Disclaimer: I am just jotting down my thoughts in this article please don't take any offense or take it to heart.
I make it clear in my head that I shouldn't expect, don't expect don't expect I keep repeating this mantra in my head, but my heart still expects those things even when it knows that you shouldn't expect things but still it hurts.
Before I used to think that it's okay not to have a relationship tag or at least know where I stand in that person's life, I felt if you have love and great understanding it will be all good but here I am feeling like a variable. I now realize how much important that is to have a tag in a person's life, whether it may be a friend, lover, spouse, etc. Having a tag not only tells us where we stand in that person's life and helps us make our boundaries because when we love someone we put them forward for everything we do in our life. It drags us from our fantasy dreamland with that person to reality. These variable alienating feeling are so frustrating that it destroys your whole peace.
I never like the idea of casual dating but ironically I did download bubble hoping to find my always and forever, no doubt it was a wonderful experience but I feel like I fell into the same mess I was before. In a relationship, I always craved for time, not the whole, of course, everyone has their own personal space but at least 5 mins of happy talk every day so that we both could take away the exhaustion of the day, but I guess the saying is right .." what one craves is difficult to find the others come with ease."
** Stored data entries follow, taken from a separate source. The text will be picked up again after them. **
PR #307, opened 2023-10-28
Use session more and specify error codes

### LINKED ISSUE #238: Ensure use of connection/session are clear and specify error codes when closing a session.
Part of PR #234 has text "MUST close the connection if there are duplicates"

It seems like we should be closing the session, and we should specify an error code.

ianswett:
Fixes #238 

I also wonder if Connection URL should be renamed to Session URL?

### DIFF
--- a/draft-ietf-moq-transport.md
+++ b/draft-ietf-moq-transport.md
@@ -388,8 +388,8 @@ peer receiving an Object on the control stream closes the session as a
 
 This draft only specifies a single use of bidirectional streams. Objects are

It's really hard to ruin the things like they are going on, you wanna keep them at the same time they keep confusing you. I don't understand how to face these feelings, how to turn them into optimistic thoughts how to trust, keep the faith and keep going, till I learn I guess I am just gonna escape these by being busy. I just hope things get better and my mind much clearer.
– sometimes the best thing you can do is not think, not wonder, not imagine, not obsess. Just breathe and have faith that everything will work out for the best.